“Terrible.”
“Bingo.”
“I’m sure the police will understand. I don’t think you’ll go to jail or anything.”
“Dan, I don’t want to talk about it.”
“Sure, I understand.”
More silence.
“Bye,” Selina says.
“Bye,” Dan says.
Selina puts the phone back in her pocket. She slowly gets to her feet. Makes sure not to look at Jonas as she passes by him. But as she stops by the door, she can’t help but look back one last time.
Now she can see his face. His eyes are closed. The bag is full of moisture, and the droplets are clinging to his face like tears. His mouth is open.
Selina squeezes her lips together. She can’t leave him like this, she just can’t. Tied down and like an animal. She goes back and is just about to untie the laces, but then hesitates.
No. This is always how it happens in the movies. That final, stupid mistake.
She doesn’t believe Jonas will reawaken. She’s sure he really is dead. But she still can’t bring herself to untie him. Her instincts tell her not to.
At least the bag, then. Just so he doesn’t get found like this.
Selina carefully grips one corner of the bag with two fingers and lifts it up.

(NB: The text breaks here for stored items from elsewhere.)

PR #666, opened 2018-10-16
Fix incorrect worksheet.state

DaSpawn:
corrects #617:  worksheet.state was incorrect with a value of 'show', requires 'visible'.

### DIFF
--- a/README.md
+++ b/README.md
@@ -236,7 +236,7 @@ var worksheet = workbook.getWorksheet(1);
 ## Worksheet State
 
 // make worksheet visible
-worksheet.state = 'show';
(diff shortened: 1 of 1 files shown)


felipesilvati:
Great contribution! In addition to that, please emphasize that if you intend to add more than one worksheet, all other worksheets must be set to visible, or you'll get a workbook with only the first worksheet appearing.

adam-beck-sb:
Should be an easy one to get merged in. Thanks @DaSpawn! Unfortunately, I found this fix before figuring it out myself.

Siemienik:
https://github.com/exceljs/exceljs/pull/621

It sticks a little to his head, so for a brief second his face is hidden from view. When the bag comes off and she can once again see his eyes, they are open.
Selina freezes in the middle of the movement. She’s too shocked to react; she just stares dumbly into Jonas’s irises, which are no longer blue, but milky white, as her exhausted brain struggles to understand what she sees.
She has no time to pull back when Jonas opens his mouth with a primal grunt, lunges forward and bites down over her fingers.
At first, Selina’s scream is pure surprise. But as Jonas bites down even harder and she hears the bones in her fingers splinter, the scream changes to one of pain.
EIGHTEEN
Dan puts down his phone and lies back down onto his bed.
It’s over. It’s finally over. This time, it’s for real.
He sighs deeply. It’s just past nine o’clock, and he has now officially been awake for thirty-seven hours. That’s a whole workweek. And it feels like it, too. His eyes are stinging, his muscles aching with exhaustion.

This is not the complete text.